Even more damning is that when asked their view about their expectations of US defense support by the US of the EU, 74% of respondents said that “Europe cannot always rely on the US and needs its own defense capabilities”, a drop of 8% from November 2020, after Biden defeated Trump. Only 8% thought that “the US will protect Europe so Europe does not need to worry about its own defense capabilities.” The issue of where the billions of euros would come from was not raised in the poll. 


Given the clear responses that US-EU relations seems to be much less cohesive than before, and that Europeans clearly can’t rely on the US for defense as has been taken as a given since the end of World War II, what’s the alternative? The ECFR poll doesn’t address this issue but the study’s authors point out that respondents are not even thinking about this issue, blithely assuming that the strong US and Western defense of Ukraine  would invariably apply to them too. They may be living in a fool’s paradise, especially if that fool turns out to be a re-elected Donald J. Trump. And to add insult to injury, if push suddenly came to shove, in NATO, with or without US membership, only seven of NATO’s 30 member countries had met the current goal of spending 2% of their GDP on defense in 2022. 
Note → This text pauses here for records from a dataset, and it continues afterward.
PR #845, opened 2019-11-14
chore: remove platforms from cli dependencies

thymikee:
Summary:
---------

Followup PR to https://github.com/react-native-community/cli/pull/767.
If you're curious, iOS and Android platforms are already shipping with `react-native` as default platforms since 0.60: https://github.com/facebook/react-native/blob/v0.60.0/package.json#L83-L85.

Test Plan:
----------

Green CI


grabbou:
Awesome! The core is now decoupled from the RN specific code.

PR #852, opened 2019-11-15
fix: temporary fix for a regression in monorepos

thymikee:
Summary:
---------

Regression introduced in #824. Still looking for a better fix, because otherwise we'll need to reopen #793 and #804.

cc @mbios

Test Plan:
----------

### DIFF
--- a/packages/platform-android/native_modules.gradle
+++ b/packages/platform-android/native_modules.gradle
@@ -191,7 +191,7 @@ class ReactNativeModules {
      * (e.g. when running with -p flag), in which case npx wouldn't resolve correct `react-native` binary.
      */
     def dir = new File(this.jsAppDir)
-    def reactNativeConfigOutput = this.getCommandOutput(command, dir)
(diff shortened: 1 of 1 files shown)


patrickschmelter:
https://github.com/react-native-community/cli/commit/1799e4440123821db1085517695c51ad7c2dacb8#commitcomment-36010896

grabbou:
Since this is causing issues, I am wondering whether we shouldn't revert #824 entirely and just leave it as it was before?

I believe the amount of regressions is larger than a small number of developers facing issues with a non-standard Gradle project setup (e.g. https://github.com/react-native-community/cli/issues/804).

We should probably think about it once again and ship a better fix in the next release.

mrinx:
Any news on this one? Currently if I start a fresh project with `npx react-native init AwesomeProject` on MacOS, `npx react-native run-android` fails unless I uncomment the dir.

This may cause some frustration to people who are just starting with the framework and have no idea where to look to fix this.

PR #856, opened 2019-11-19
fix: update Xcode version range to >= 10; change wording of supported version

lucasbento:
Summary:
---------

This PR fixes an issue with Xcode being shown as `Minimum required version: 10.0.0` even though we officially support `11.x`.

This issue has been reported through https://twitter.com/chakrihacker/status/1196750533224091648.

### DIFF
--- a/packages/cli/src/commands/doctor/doctor.ts
+++ b/packages/cli/src/commands/doctor/doctor.ts
@@ -1,6 +1,5 @@
 import chalk from 'chalk';
 import {logger} from '@react-native-community/cli-tools';
-import semver from 'semver';
 import {getHealthchecks, HEALTHCHECK_TYPES} from './healthchecks';
 import {getLoader} from '../../tools/loader';
 import printFixOptions, {KEYS} from './printFixOptions';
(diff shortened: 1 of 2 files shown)


packages/cli/src/commands/doctor/versionRanges.ts
```diff
@@ -8,5 +8,5 @@ export default {
   ANDROID_SDK: '>= 26.x',
   ANDROID_NDK: '>= 19.x',
   // iOS
-  XCODE: '10.x',
+  XCODE: '11.x',
```
thymikee: um, but we support both 10.x and 11.x?

packages/cli/src/commands/doctor/doctor.ts
```diff
@@ -36,22 +35,17 @@ const printIssue = ({
...
     const versionToShow = version && version !== 'Not Found' ? version : 'N/A';
-    const cleanedVersionRange = semver.valid(semver.coerce(versionRange)!);
 
-    if (cleanedVersionRange) {
-      logMessage(`- Version found: ${chalk.red(versionToShow)}`);
-      logMessage(
-        `- Minimum version required: ${chalk.green(cleanedVersionRange)}`,
-      );
+    logMessage(`- Version found: ${chalk.red(versionToShow)}`);
+    logMessage(`- Version supported: ${chalk.green(versionRange)}`);
```
thymikee: We could show the version range instead of semver coerced version. Here's a sample output how it looks now: 
image

PR #867, opened 2019-11-26
fix: add cocoapods requirement

Gray-Wind:
As file is using `Pod`, cocoapods should be imported.

Summary:
---------

This PR might solve this issue: https://github.com/CocoaPods/Core/issues/601

### DIFF
--- a/.circleci/config.yml
+++ b/.circleci/config.yml
@@ -36,6 +36,13 @@ commands:
           root: .
           paths:
             - .
+
+  install-cocoapods:
+    steps:
+      - attach_workspace:
+           at: ~/react-native-cli
+      - run: gem install cocoapods
+
   run-lint:
     steps:
       - attach_workspace:
@@ -72,6 +79,7 @@ jobs:
   cocoa-pods:
     executor: noderuby
     steps:
+      - install-cocoapods
       - run-cocoa-pods-tests
   unit-tests:
     executor: node8
--- a/packages/platform-ios/native_modules.rb
+++ b/packages/platform-ios/native_modules.rb
@@ -218,7 +218,7 @@ if $0 == __FILE__
       })
       @printed_messages.must_equal [
         "Detected React Native module pod for ios-dep",
-        "Detected React Native module pods for ios-dep, and ios-dep"
+        "Detected React Native module pods for ios-dep and ios-dep"
       ]
     end
 
--- a/packages/platform-ios/native_modules.rb
+++ b/packages/platform-ios/native_modules.rb
@@ -4,6 +4,7 @@
 # imports those into your current target.
 #
 require 'pathname'
+require 'cocoapods'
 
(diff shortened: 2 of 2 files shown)


thymikee:
@alloy @orta can you advise here?

orta:
I think this should be fine, normally when running for `pod install` CocoaPods has to have been included at some point. If you're calling this code another way, then it's possible to not be set up.

To get the CI green, I think it will need a `gem install cocoapods` before running the tests

Gray-Wind:
I'm not sure where to do it. In CircleCI config? Just add another step to install this dependency?

orta:
Hrm, these other failing tests look pretty worrying - unsure what's going on there though. I don't feel like they should be affected by these changes

Gray-Wind:
I noticed, that tests are failing for a long time already: https://github.com/react-native-community/cli/commits/master

alloy:
The require wasn’t there previously to keep the test suite light-weight. However, it’s probably better to not mock and actually require the env 👍

Gray-Wind:
I've dropped mocking cocoapods, as there is no more need.

But test is failing because of

```
--- expected
+++ actual
@@ -1 +1 @@
-["Detected React Native module pod for ios-dep", "Detected React Native module pods for ios-dep, and ios-dep"]
+["Detected React Native module pod for ios-dep", "Detected React Native module pods for ios-dep and ios-dep"]
```

This error shouldn't be related to changes in this branch.

Gray-Wind:
Should I do something else?

alloy:
Yeah update that test, it’s probably using the real ActiveSupport `to_sentence` implementation now.

Gray-Wind:
Done.

alloy:
Nice, thanks! This looks good to me 👍 the one thing is those failing CI tests…

It’s true that those have been failing previously as well, but for the last commit the results were:

```
Test Suites: 1 failed, 67 passed, 68 total
Tests:       5 failed, 2 skipped, 2 todo, 252 passed, 261 total
Snapshots:   6 failed, 19 passed, 25 total
```

Whereas for this PR the results are:

```
Test Suites: 2 failed, 66 passed, 68 total
Tests:       6 failed, 2 skipped, 2 todo, 251 passed, 261 total
Snapshots:   6 failed, 19 passed, 25 total
```

So it looks like there may have been additional regression?

Gray-Wind:
I think it is flakiness of tests themselves. You could check not the last, but previous one and there are 2 failed tests:
https://github.com/react-native-community/cli/runs/305041507

alloy:
Gotcha, works for me 👍 

@thymikee What’s the process of this repo? Should I squash & merge and add `fix` to the commit message to cut a patch release?

thymikee:
We don't have an automated release yet, but I'll edit the message and merge myself then :)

The divergence between EU leaders and poll respondents on their view of China are even more stark. You’d think the way some European leaders and legislators are posturing, that China is the devil incarnate. But what the respondents, who reflect public attitudes believe, is vastly different when it comes to a potential US war against China over Taiwan. On average, only 23% of respondents are in support, but 62% want the EU to remain neutral. In fact, except for Sweden at 49%, a majority of every other country wanted to remain neutral. 


When asked how a respondent’s country listened to public opinion, 60%  of ECFR respondents said they were not adequately listened to. Only 21% said that they were sufficiently consulted. 
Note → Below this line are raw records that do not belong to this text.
PR #435, opened 2019-06-20
Add import for `applicationId.R` class in generated `PackageList.java`

robertying:
Summary:
---------

- Fix https://github.com/react-native-community/cli/issues/434
- Also remove the redundant semicolon after package imports

Test Plan:
----------

It fixes #434.

Try to modify `node_modules/@react-native-community/cli-platform-android/native_modules.gradle` in https://github.com/robertying/autolink-issue-example and it can build succesfully now!

Issue #434, opened 2019-06-20
Autolink failed to get `react-native-code-push` deployment key


robertying:
## Environment

System:
    OS: macOS 10.14.5
    CPU: (4) x64 Intel(R) Core(TM) i3-8100B CPU @ 3.60GHz
    Memory: 224.80 MB / 8.00 GB
    Shell: 5.7.1 - /usr/local/bin/zsh
  Binaries:
    Node: 12.4.0 - /usr/local/Cellar/node/12.4.0/bin/node
    Yarn: 1.16.0 - /usr/local/Cellar/node/12.4.0/bin/yarn
    npm: 6.9.0 - /usr/local/Cellar/node/12.4.0/bin/npm
    Watchman: 4.9.0 - /usr/local/bin/watchman
  SDKs:
    iOS SDK:
      Platforms: iOS 12.2, macOS 10.14, tvOS 12.2, watchOS 5.2
  IDEs:
    Android Studio: 3.4 AI-183.6156.11.34.5522156
    Xcode: 10.2.1/10E1001 - /usr/bin/xcodebuild
  npmPackages:
    react: 16.8.6 => 16.8.6 
    react-native: 0.60.0-rc.1 => 0.60.0-rc.1

## Description

I put `reactNativeCodePush_androidDeploymentKey` in `res/values/codepush.xml` with:

```xml
<resources>
    <string moduleConfig="true" name="reactNativeCodePush_androidDeploymentKey">example</string>
</resources>
```

But got error in `/android/build/generated/rn/src/main/java/com/facebook/react/PackageList.java`

```
error: cannot find symbol
      new AsyncStoragePackage(),new BlurViewPackage(),new RNBackgroundFetchPackage(),new CalendarEventsPackage(),new CodePush(getResources().getString(R.string.reactNativeCodePush_androidDeploymentKey), getApplicationContext(), BuildConfig.DEBUG),new RNDeviceInfo(),new ExtraDimensionsPackage(),new RNGestureHandlerPackage(),new Interactable(),new LinearGradientPackage(),new ReanimatedPackage(),new RNSharePackage(),new VectorIconsPackage(),new RNCWebViewPackage(),new RNFetchBlobPackage()
                                                                                                                                                               ^
  symbol:   variable reactNativeCodePush_androidDeploymentKey
  location: class string
```

## Reproducible Demo

https://github.com/robertying/autolink-issue-example

Run `cd android && ./gradlew assembleDebug` and you can get the error.

[...]

PR #871, opened 2019-11-29
feat: replace {{ packageName }} in deps' configuration

sjchmiela:
Summary:
---------

Hard importing `${packageName}.R` and `${packageName}.BuildConfig` helps to install React Native modules which use `R` and `BuildConfig` without package prefix (eg. `react-native-code-push`, see https://github.com/react-native-community/cli/pull/435 fixing  https://github.com/react-native-community/cli/issues/434.) `BuildConfig` import has been introduced in https://github.com/react-native-community/cli/pull/258, so right from the beginning (specific commit: https://github.com/react-native-community/cli/commit/64f3f5a3db137c5cee4bbe26b18b26a7c55a205e).

This pull request:
- adds support for interpolating `{{ packageName }}` in `packageImportPath` and `packageInstance`
- adds support for `generatePackageList` task to libraries (imagine a project where its the submodule (`:app` depends on ➡️ `:library`) which depends on autolinked React Native modules)

Test Plan:
----------

I introduced these changes to my project, added to `react-native-maps`' `react-native.config.js`

```diff
 module.exports = {
   dependency: {
     platforms: {
       android: {
         sourceDir: './lib/android',
+        packageInstance: 'new MapsPackage({{ packageName }}.BuildConfig)',
+        packageImportPath: 'import {{ packageName }}.R;\nimport com.maps;'
       },
     },
   },
 };
```

started the app, and `PackageList.java` contained

```java
// react-native-maps
import host.exp.exponent.R;
import com.maps;
```

and

```java
new MapsPackage(host.exp.exponent.BuildConfig),
```

### DIFF
--- a/packages/platform-android/native_modules.gradle
+++ b/packages/platform-android/native_modules.gradle
@@ -126,9 +126,11 @@ class ReactNativeModules {
     String packageClassInstances = ""
 
     if (packages.size() > 0) {
+      def interpolateDynamicValues = {
+        it.replace("{{ packageName }}", packageName)
+      }
       packageImports = packageImports + packages.collect {
-        String interpolatedPackageImportPath = it.packageImportPath.replace("{{ packageName }}", packageName)
-        "// ${it.name}\n${interpolatedPackageImportPath}"
+        "// ${it.name}\n${interpolateDynamicValues(it.packageImportPath)}"
       }.join('\n')
       packageClassInstances = ",\n      " + packages.collect { it.packageInstance }.join(",\n      ")
     }
--- a/packages/platform-android/native_modules.gradle
+++ b/packages/platform-android/native_modules.gradle
@@ -134,22 +134,22 @@ class ReactNativeModules {
                 // let's prefix all non-FQDN references to those classes with
                 // the package name.
                 //
-                // We want to match:
+                // We want to match "R" or "BuildConfig":
                 //  - new Package(R.string…),
                 //  - Module.configure(BuildConfig);
                 //    ^ hence including (BuildConfig|R)
-                // but we don't want to match:
+                // but we don't want to match "R":
                 //  - new Package(getResources…),
                 //  - new PackageR…,
                 //  - new Royal…,
                 //    ^ hence excluding \w before and after matches
-                //  - Module.configure({{ packageName }}.BuildConfig);
+                // and "BuildConfig" that has FQDN reference:
+                //  - Module.configure(com.acme.BuildConfig);
                 //    ^ hence excluding . before the match.
                 .replaceAll(~/([^.\w])(BuildConfig|R)([^\w])/, {
                   wholeString, prefix, className, suffix ->
-                    "${prefix}{{ packageName }}.${className}${suffix}"
+                    "${prefix}packageName.${className}${suffix}"
                 })
-                .replace("{{ packageName }}", packageName)
       }
       packageImports = packages.collect {
         "// ${it.name}\n${interpolateDynamicValues(it.packageImportPath)}"
--- a/packages/platform-android/native_modules.gradle
+++ b/packages/platform-android/native_modules.gradle
@@ -128,11 +128,11 @@ class ReactNativeModules {
     if (packages.size() > 0) {
       def interpolateDynamicValues = {
         it
-                // Before adding the {{ packageName }} replacement mechanism,
+                // Before adding the package replacement mechanism,
                 // BuildConfig and R classes were imported automatically
-                // into the scope of the file. In order to be backwards-compatible
-                // let's prefix all non-FQDN references to those classes with
-                // the package name.
+                // into the scope of the file. We want to replace all
+                // non-FQDN references to those classes with the package name 
+                // of the MainApplication.
                 //
                 // We want to match "R" or "BuildConfig":
                 //  - new Package(R.string…),
@@ -148,7 +148,7 @@ class ReactNativeModules {
                 //    ^ hence excluding . before the match.
                 .replaceAll(~/([^.\w])(BuildConfig|R)([^\w])/, {
                   wholeString, prefix, className, suffix ->
-                    "${prefix}packageName.${className}${suffix}"
+                    "${prefix}${packageName}.${className}${suffix}"
                 })
       }
       packageImports = packages.collect {
--- a/packages/platform-android/native_modules.gradle
+++ b/packages/platform-android/native_modules.gradle
@@ -127,7 +127,29 @@ class ReactNativeModules {
 
     if (packages.size() > 0) {
       def interpolateDynamicValues = {
-        it.replace("{{ packageName }}", packageName)
+        it
+                // Before adding the {{ packageName }} replacement mechanism,
+                // BuildConfig and R classes were imported automatically
+                // into the scope of the file. In order to be backwards-compatible
+                // let's prefix all non-FQDN references to those classes with
+                // the package name.
+                //
+                // We want to match:
+                //  - new Package(R.string…),
+                //  - Module.configure(BuildConfig);
+                //    ^ hence including (BuildConfig|R)
+                // but we don't want to match:
+                //  - new Package(getResources…),
+                //  - new PackageR…,
+                //  - new Royal…,
+                //    ^ hence excluding \w before and after matches
+                //  - Module.configure({{ packageName }}.BuildConfig);
+                //    ^ hence excluding . before the match.
+                .replaceAll(~/([^.\w])(BuildConfig|R)([^\w])/, {
+                  wholeString, prefix, className, suffix ->
+                    "${prefix}{{ packageName }}.${className}${suffix}"
+                })
+                .replace("{{ packageName }}", packageName)
       }
       packageImports = packages.collect {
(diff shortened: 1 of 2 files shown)


sjchmiela:
I should note this will unfortunately break `react-native-code-push` installations until it adds those value placeholders to the config (or users are provided with a `patch-package` solution 😕).

packages/platform-android/native_modules.gradle
```diff
@@ -126,11 +126,15 @@ class ReactNativeModules {
     String packageClassInstances = ""
 
     if (packages.size() > 0) {
-      packageImports = "import ${packageName}.BuildConfig;\nimport ${packageName}.R;\n\n"
+      def interpolateDynamicValues = {
+        it.replace("{{ packageName }}", packageName)
+      }
       packageImports = packageImports + packages.collect {
```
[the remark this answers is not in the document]
sjchmiela: Sure! I left the `+=` specifically in case someone would add something to that variable before the `if` or as the initial value — this would be more failsafe, but I guess we can remove this safely.
```suggestion
      packageImports = packages.collect {
```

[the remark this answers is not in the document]
sjchmiela: Huh, interesting thing is happening with that suggestion, it removes the initial space too…
```suggestion
       packageImports = packages.collect {
```

packages/platform-android/native_modules.gradle
```diff
@@ -126,11 +126,15 @@ class ReactNativeModules {
     String packageClassInstances = ""
 
     if (packages.size() > 0) {
-      packageImports = "import ${packageName}.BuildConfig;\nimport ${packageName}.R;\n\n"
-      packageImports = packageImports + packages.collect {
-        "// ${it.name}\n${it.packageImportPath}"
+      def interpolateDynamicValues = {
+        it.replace("{{ packageName }}", packageName)
+      }
+       packageImports = packages.collect {
```
sjchmiela:
```suggestion
      packageImports = packages.collect {
```

sjchmiela:
`packageName` gets resolved to `packageName` of `:app` (let's say `com.app`) via `react-native config`, whereas `:library` has another package, eg. `com.library`. Adding `import com.app.R` in `:library` wouldn't work (without adding a dependency on `:app`, which is something I wouldn't need/shouldn't be required to do).

grabbou:
This is great - @sjchmiela - what is the status of it? Is this good to go? One of the previous comments mentions that this is potentially going to break CodePush. Was this already addressed?

sjchmiela:
No, it wasn't up until now! I have brought back support for eg.
```java
new CodePush(
    getResources().getString(R.string.CodePushDeploymentKey),
    getApplicationContext(),
    BuildConfig.DEBUG
)
```
by a middle step of replacing `R` with `{{ packageName }}.R` and `BuildConfig` with `{{ packageName }}.BuildConfig`.

I have tested the change by manually copying the `interpolateDynamicValues` function to a Gradle file and executing it on
```java
// 1
new CodePush(getResources().getString(R.string.CodePushDeploymentKey), getApplicationContext(), BuildConfig.DEBUG)
// 2
new PackageR(), new Royal(), Module.configure(other.package.BuildConfig)
```
which printed
```java
// 1
new CodePush(getResources().getString(com.test.sjchmiela.R.string.CodePushDeploymentKey), getApplicationContext(), com.test.sjchmiela.BuildConfig.DEBUG)
// 2
new PackageR(), new Royal(), Module.configure(other.package.BuildConfig)
```

Let me know if this will be the proper way to go in your opinion.

PS. I think the test failures weren't caused by this change. 🤔

Salakar:
Thanks for making this backwards compat @sjchmiela - LGTM

packages/platform-android/native_modules.gradle
```diff
@@ -126,11 +126,37 @@ class ReactNativeModules {
...
+                //  - new Package(R.string…),
+                //  - Module.configure(BuildConfig);
+                //    ^ hence including (BuildConfig|R)
+                // but we don't want to match:
+                //  - new Package(getResources…),
+                //  - new PackageR…,
+                //  - new Royal…,
+                //    ^ hence excluding \w before and after matches
+                //  - Module.configure({{ packageName }}.BuildConfig);
+                //    ^ hence excluding . before the match.
```
grabbou: This is a nice explanation, thanks!

packages/platform-android/native_modules.gradle
```diff
@@ -126,11 +126,37 @@ class ReactNativeModules {
...
+      def interpolateDynamicValues = {
+        it
+                // Before adding the {{ packageName }} replacement mechanism,
+                // BuildConfig and R classes were imported automatically
+                // into the scope of the file. In order to be backwards-compatible
+                // let's prefix all non-FQDN references to those classes with
+                // the package name.
+                //
+                // We want to match:
+                //  - new Package(R.string…),
```
grabbou: So I guess the essence of this PR is that: "if automatic prefixing doesn't work - produces an error, please use overrides and set {{packageName}} yourself"? 

If we consider this deprecated, we should probably print a warning that this will stop working in the future.

If we consider this backward-compatible support something that will stay for longer, then I would say we should document the exact use-case in the documentation - I've seen a comment from you to @Salakar, but being not that proficient with Android, I have trouble wrapping my head around it fully. In what cases this is going to break?

sjchmiela: I'm not sure if I have understood your comment correctly, so let me rephrase the essence:

> if the library doesn't use `{{ packageName }}` template, but it looks like it expects `BuildConfig` and `R` to be imported globally, prefix their usages with the template

This way we:
- keep the solution backwards-compatible,
- if for some reason a developer would expect to be able to access some other `packageName`-dependant class, they will be able to use `{{ packageName }}` instead of making a pull request to add another `import {{ packageName }}.AnotherClass` to the top of the file.

I will explain the exact use case by the exact use case that resulted in this PR 😃 

In Expo repository our Android project currently looks like this:

- `android/app` — where `host.exp.exponent.MainApplication` lives
- `android/expoview` — where the `host.exp.expoview` library lives, a monolith native Expo library containing vendored native modules (eg. `react-native-screens`)
- `packages/…` — unimodules projects

`app` depends on `expoview`, `expoview` depends on unimodules. It doesn't need to depend on React Native modules, since all of them are copied into `expoview`.

What I wanted to do was to replace copied RN modules with autolinking (from `/node_modules`).

In order to do this I added the autolinking script to the `expoview` project. The generated `PackageList` contained `import host.exp.exponent.R;`. Notice the `host.exp.exponent` — it has been inferred from the package of the `MainApplication`, so a different Android project. 

On one hand it makes sense, given that `MainApplication` is in `host.exp.exponent` package; on the other hand, this `PackageList` was being used in `host.exp.expoview` package, so the appropriate `R` class would be `host.exp.expoview.R` package. This mismatch resulted in a compilation error, since the mispackaged class could not have been found.

This particular PR won't solve this use case fully (if we wanted to depend on CodePush in `expoview`, it would still import `host.exp.exponent.BuildConfig`, so the proper fix would also include a different strategy for fetching `packageName`), but it's good enough for us and other multi-library Android projects (+ I suspect the `packageName` strategy fix would a major refactor).

To sum up, this will allow using React Native autolinking in Android workspaces where one or more applications-projects depend on an internal Android library-project which autolinks React Native modules. 🙂

grabbou: Before I dive deep, let's clarify one thing (I need to ask fewer questions at once, haha). Happy to hop on a call as well in case it's easier.

> if the library doesn't use {{ packageName }} template, but it looks like it expects BuildConfig and R to be imported globally, prefix their usages with the template

What is the benefit of doing a custom property on a CLI config like this: `new AwesomePackage({{ packageName }}.R.string.key)` if I can just leave do `new AwesomePackage(R.string.key)` and the backward-compatible mechanism will take care of prefixes?

sjchmiela: None! 😅  Maybe the PR’s essence should be rephrased to something along the lines of

> only use `{{ packageName }}.{R,BuildConfig}` if they are expected

which can also be read as

> do not import `{{ packageName }}.{R,BuildConfig}` if they aren’t used

and it could have been done like:

1. see if any of the packages uses R or BuildConfig class
2. if they do, add respective imports to the imports section of the file

I thought adding a placeholder would make it easier to maintain (if for whatever reason any package would need any other packageName-dependant class, it wouldn’t require any CLI change).

grabbou:
I am not sure if this PR will fix #938. The issue that #938 is having is due to multiple apps - CLI currently doesn't support an array of apps and will always use the first one.

grabbou:
The purpose of this PR was to enable a scenario where we don't import the `import {{packageName}}.R;` and `import {{packageName}}.BuildConfig` to the scope of the file.

There are scenarios where this would break the build.

What this PR does is... rather than importing the `BuildConfig` to the scope, it will replace its reference from `BuildConfig` to `{{packageName}}.BuildConfig` directly at the call site.

As a result, when library author uses FQDN reference themselves, e.g. `com.acme.BuildConfig` rather than `BuildConfig`, we will not refer to MainApplication `packageName` from that file, making it work.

The vast chasm between leaders and the public on these important issues represent an unsustainable fundamental systemic instability. I see it as very similar to that of two tectonic plates under increasing pressure, that can only be  relieved by a violent earthquake. 
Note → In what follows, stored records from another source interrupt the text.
PR #1394, opened 2021-04-05
fix: remove unused --verbose option from start command

liamjones:
Summary:
---------

While investigating https://github.com/react-native-community/cli/issues/1391 I discovered that the start command had a `--verbose` option that didn't do anything. You _do_ get extra logging with `--verbose` but this comes from the parent react-native command, where it is already documented.

I had a look through the metro functions being called to see if `verbose` was meant to be passed to one of them and had been missed but couldn't find anywhere it would be relevant. The only one I could see that it would potentially apply to is the `loadMetroConfig` call. While `loadMetroConfig` doesn't document a verbose parameter of its own, it calls `loadConfig` in the `metro-config` package which *does* take a verbose parameter. However, all that does is kill the reporter if `verbose === false` (see https://github.com/facebook/metro/blob/master/packages/metro-config/src/loadConfig.js#L256), which would mean you get no output from the start command whatsoever. Currently, the loadMetroConfig code is reliant on the fact that verbose is `undefined` when calling `loadConfig` so its custom reporter isn't overwritten.

Test Plan:
----------

* Ran `react-native start --verbose` before making this change and observed extra logging
* Removed verbose option from the start command
* Ran `react-native start --verbose` again and still observed extra logging

### DIFF
--- a/docs/commands.md
+++ b/docs/commands.md
@@ -499,10 +499,6 @@ Removes cached files
 
 Path to a JavaScript file that exports a log reporter as a replacement for TerminalReporter
 
-#### `--verbose`
-
-Enables logging
-
 #### `--https`
 
 Enables https connections to the server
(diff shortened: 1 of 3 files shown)


thymikee (approved):
Thanks for the cleanup!

grabbou:
Nice catch, thanks!

PR #1405, opened 2021-04-30
Fix for 'No iOS devices connected.'

thang2162:
Changed stderr to stdout to fix 'No iOS devices connected.' when attempting run-ios with '--device' on XCode 12.5.

Summary:
---------

Test Plan:
----------


thymikee:
Thanks! Would be great to support lower versions of Xcode for a while. Would you be so kind and first try with stdout and then fall back with stderr? `xcrun` returns empty string in error stream so we could do something like `stderr || stdout`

Given the complicated EU governing structure, still a work in progress after only a few decades, the every five year EU Parliamentary elections a year from now, may put pressure on it and the other EU institutions to be less US lap-dog and more Chinese collaborator. This could push EU legislators and other leaders to more closely align policies with those of EU citizens and treat China in a more pragmatic and less aggressive manner. It may force EU leaders to “educate” their stakeholders about the China menace in hopes of deflecting criticism. On the other hand, it might further increase US pressure on the EU and its member states to toe the US anti-China line or face a less certain security future in its own backyard. Only time will tell. 

I had sent an email request to ECFR for cross-tabulations as they haven’t yet broken out the results by age groups and 18 was the minimum age for inclusion in the poll. But voters for the European Parliament can be as young as 16. And a number of recent polls show that young people, Generation Z, have a more international and tolerant attitude on a variety of issues, including China, than older peers. So this is another potentially hopeful sign. 

If there’s one EU country that’s leading the way on strategic EU autonomy, it’s France, witness President Macron’s most state visit to China in April with a large delegation of business leaders. This is hardly new. The country has sought strategic autonomy from other Western allies since World War II. France was an early proponent of European integration and cooperation as one of six original members of the European Coal and Steel Community in 1951, an EU predecessor. It developed its own nuclear weapons in the 1950s. In 1964, it was one of the first non-Soviet countries to recognize China. It left NATO's military command structure in 1966 and only returned to full membership in 2009. France had long pursued a "third way" between the US and the Soviet blocs, and more recently with Russia. 

It will be fascinating to watch developments unfold. If the ECFR poll is any indication, we’ll see more strategic EU autonomy in the years to come.